PDFs are complicated

The creator of OpenClaw — who got acquired speculatively for $1 billion (not true, but hey, huge speculation regardless) — is Peter Steinberger. He founded PSPDFKit, the global B2B PDF framework company. The man mastered the art of PDF.

And here’s the thing: context is food for LLMs. Most information lives in documents, and PDFs are among the most popular format out there. So when your harness eats a PDF, it better know how to chew.

A raw PDF goes through two “doors” at once when your harness ingests it: it’s rasterized to an image (you pay image tokens) and text-extracted (you pay text tokens). On Claude, an image costs ~(w×h)/750 ≈ 1,500 tokens/page; the actual text content is only ~700–900. So a 10-page doc runs you ~23k tokens as a PDF vs ~8k as markdown — and markdown usually reads more accurately too.

That’s nearly 3x the cost for worse results.

The one-line fix nobody uses

Microsoft’s MarkItDown — 126k stars on GitHub and somehow still a secret:

pip install 'markitdown[all]'
markitdown report.pdf -o report.md

One line. Your doc takes the cheap door. Token usage drops up to 70%. And because Claude was trained on millions of markdown documents, it reads .md the way you read your first language — without effort. Better input, better output.

MarkItDown also ships with an MCP server. Connect it to Claude Desktop and every file you upload gets auto-converted to markdown before the model ever touches it. No manual step. Set it up once, save tokens forever.

When the text door throws away your answer

Don’t convert blindly. There are cases where markdown extraction actively hurts you:

Scanned PDFs — MarkItDown won’t OCR by default. Add the markitdown-ocr plugin or you get hallucinated numbers where real data should be. Personally, I prefer Mistral OCR 3 for this — the model is very promising and handles scanned documents with way more fidelity than pytesseract ever will.
Charts and graphs — The trend lives in pixels. A linearized description of a chart is not the chart. Keep the image tokens here.
Gnarly tables — MarkItDown’s basic extraction can scramble complex tables with merged cells or nested headers. Reach for Docling or Marker when table fidelity matters.

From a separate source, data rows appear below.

Issue #130, opened 2015-05-31
A 'complete workflow' design-lab.


alukach:
I think that DropChop has been coming together really well since first started. It's getting the bits and pieces needed to be usable (operations, downloading, etc). However, I'm unsure if there's a unified target at the moment.  This issue is to intended to spur discussion about what DC should become. A general design-lab. We can add features here and there, but I think it's helpful to have a complete user experience that we work towards.

When I was looking into how to add some raster operations into the project, I came across the [Turf: GIS for web maps](https://www.mapbox.com/blog/turf-gis-for-web-maps/) introductory post. What stood out the most out of the post was the last example:

![live-update](https://cloud.githubusercontent.com/assets/897290/7902859/696df556-0785-11e5-833b-4adf8ec59f63.gif)

To me, this is what the target of DropChop should be.  Everything with the above `gif` should be doable in DC.

## Workflow

The following is an imaginary workflow that hopefully someone would be able to follow using DC:

A user reaches [dropchop.io](http://dropchop.io). They then:

1. Upload a line representing the path of the Bay to Breakers race route. This produces layer `raceroute`.
1. Style the `raceroute` line to be bright pink.
1. Upload a file of Water Fountains within San Francisco. This produces layer `fountains`.
1. Style the `fountains` points with small black icons of a drop of water.
1. Run a `buffer` operation on the race route. This produces layer `raceroute_buffer`.
1. Run a `within` operation to find all drinking fountains within 500 feet of route. This produces layer `fountains_within_raceroute_buffer`.
1. Style the `fountains_within_raceroute_buffer` points to have larger blue icons of a drop of water.`

Okay, so that's pretty simple so far.  We're not far from that workflow. The only thing we're missing is applying style, which is somewhat addressed in issue #126.

Let's keep going.  The user then decides that they'd be willing to go 1000 feet off the route for a drinking fountain. They:

8. Alter the `buffer` operation's output to have a buffer output of 1000 feet.  The `within` operation is automatically rerun and `fountains_within_raceroute_buffer` is updated.

This is something that seems pretty cool and different than any other GIS. The idea that layers can be bound to eachother and updates cascade downstream. This could be implemented by having each layer subscribe to their parent layers. When a parent layer updates, it calls for all subscribing layers to rerun themselves.

Another one: The user remembers that they plan to make a quick detour to a coffee shop halfway through the race. They:

[...]

Issue #126, opened 2015-05-27
Color layers in layerlist


alukach:
A user should be able to control the color of a layer's corresponding geometry within the layerlist.

I'd prefer that they be able to access this control via a menu brought up from a right-click on a layer in the layerlist.  The color of the layer would represented in the layerlist (possibly as a 5px border left of the text). The color could also represent whether the state was visible or not (turn to grayscale or something...).

alukach:
Updating this to pertain to the entire style of the layer.  This could include putting the icon representing a point feature into the layerlist.

Additionally, representing visibility of the layer seems unnecessary, as the checkbox does that for us.

PR #148, opened 2015-06-17
pulling colors into variables

mapsam:
This PR adds a thematic color scheme to dropchop (not definite, but was good to work with) and pulls a lot of our shared variables into the `_variables.scss` file so we can update styles easily without having to skim through a ton of `.scss` files.

screen shot 2015-06-17 at 12 07 14 am


mapsam:
Aww man, why did this fail!?

alukach:
Looks good to me!

mapsam:
Woop! I also added a couple more fonts, a monospace and a new sans-serif (Roboto). Mostly, I was getting sick of staring at what we had :wink:

alukach:
One concern that I have with this color palette is that it may possibly clash-with/influence the visual styling of data that a user may want to add (assuming #126 and #130 get employed).  I think the data and base-layer itself should be the primary focus from a user's perspective (which is something that a really neutral palette supports well).

I do like the aesthetics of this, but if I'm processing and styling data that I intend to put on my orange-themed red-toned site, these colors could make it more difficult to mentally visualize what the styled data will look like when I put it on my website.

mapsam:
Good point. I'm going to push back a little on this one, just because doing this styling stuff is what's getting me excited right now. Since everything is broken into the `_variables.scss` file we can make changes quickly. We could even allow the user to switch between bold/light versions.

Even Anthropic’s own PDF skill is mid

Don’t take my word for it — look at what Anthropic themselves ship as their default PDF skill. It’s a 300-line guide that tells Claude to use pypdf for text extraction, pdfplumber for tables, pytesseract for OCR, and reportlab for creation. Basic page.extract_text() calls. Basic page.extract_tables(). No intelligent routing, no format-aware preprocessing, no token optimization whatsoever.

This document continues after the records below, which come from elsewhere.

Issue #90, opened 2015-05-12
TURF: Add midpoint operation


mapsam:
Follow [these instructions](https://github.com/cugos/drop-n-chop/wiki/Adding-a-Turf-function) for adding a new turf function.

Turf docs: http://turfjs.org/static/docs/module-turf_midpoint.html

svmatthews:
I don't get it, can you please explain?

mapsam:
resolved in #161

Issue #89, opened 2015-05-12
TURF: Add extent operation


mapsam:
Follow [these instructions](https://github.com/cugos/drop-n-chop/wiki/Adding-a-Turf-function) for adding a new turf function.

Turf docs: http://turfjs.org/static/docs/module-turf_extent.html

mapsam:
Extent returns a bounding box, which can then be turned into a polygon using `bbox-polygon` function, but this is exactly [how `turf.envelop` works already](https://github.com/Turfjs/turf-envelope/blob/master/index.js#L58-L59) - so incorporating these two options would be redundant right now.

Issue #87, opened 2015-05-12
TURF: Add destination operation


mapsam:
Follow [these instructions](https://github.com/cugos/drop-n-chop/wiki/Adding-a-Turf-function) for adding a new turf function.

Turf docs: http://turfjs.org/static/docs/module-turf_destination.html

mapsam:
Resolved in #161

Issue #85, opened 2015-05-12
TURF: Add along operation


mapsam:
Follow [these instructions](https://github.com/cugos/drop-n-chop/wiki/Adding-a-Turf-function) for adding a new turf function.

Turf docs: http://turfjs.org/static/docs/module-turf_along.html

mapsam:
Resolved in #161

PR #149, opened 2015-06-17
adding turf functions

mapsam:
Going to clean up some issues here:

- [x] TURF: Add midpoint operation #90
- [ ] ~~TURF: Add extent operation #89~~
- [x] TURF: Add destination operation #87 
- [x] TURF: Add along operation #85 
- [x] TURF: Add explode operation #84 
- [x] TURF: Add simplify operation #82


mapsam:
Adding midpoint:

dropchop-midpoint

mapsam:
Destination:

dropchop-destination

mapsam:
`along`

dropchop-along

mapsam:
`explode`

dropchop-explode

mapsam:
Hmmm, stuck at the end with `simplify`. I've written tests and they pass, but when I execute the function in the app the feature is only replicated, and not simplified.

alukach:
@mapsam Took a look at `simplify`, seems like there were two problems:

1. We were using `parseInt` rather than `parseFloat` for any number input, meaning that any `tolerance` < `1` would be `0`. Effectively, disabling it.
1. Using a `select` for a boolean seems a bit weird. The value that comes from a `select` is always a string. We could do something like `if (value == 'false' || 'true') value = parse(value);`, but I still feel like a `checkbox` is a better representation of a boolean.

Before:
bad-simplify

After:
good-simplify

This is the skill that fires every time Claude touches a .pdf. It doesn’t convert to markdown first. It doesn’t strip repeated headers. It doesn’t decide whether a page is text-heavy or image-heavy. It just… extracts text with pdfplumber and hopes for the best.

If Anthropic’s own default pipeline doesn’t optimize for token cost, your harness is cooked too.

The speculative hot take

I think within 6 months, the winning harnesses will have a routing layer in front of every document: “Is this a text-heavy PDF? Convert to markdown. Is it a scanned form? OCR pipeline. Is it a chart-heavy report? Keep the images, extract only surrounding text.”

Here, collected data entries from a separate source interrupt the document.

PR #150, opened 2015-06-17
Logo

mapsam:
Just adding the logo to the top bar, includes an updated `copy` function in the Gruntfile for image assets within `src`


mapsam:
screen shot 2015-06-17 at 10 54 22 am

alukach:
One concern that I have with this one is that it increases the height of the topbar, taking up precious screen reality for the sake of branding. I suggest we limit the icon height to keep the topbar height to a minimum.

mapsam:
Good point! I wonder if we can look into ways of actually removing the top bar entirely? Let's close this and I'll do some UX thinking.

alukach:
Yeah, if we go full bore with the sidebar, then I can see the topbar only residing over the layerlist (similar to the way the "Add/Remove" menus are placed at the bottom.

The harnesses that keep doing naive dump-the-whole-PDF will die. Not because they’re slow — because their users burn through API credits 3x faster than competitors and get worse answers from a model choking on rendering artifacts, repeated headers, and interleaved column garbage.

Your token budget is finite. Stop paying for the container when you only need the content.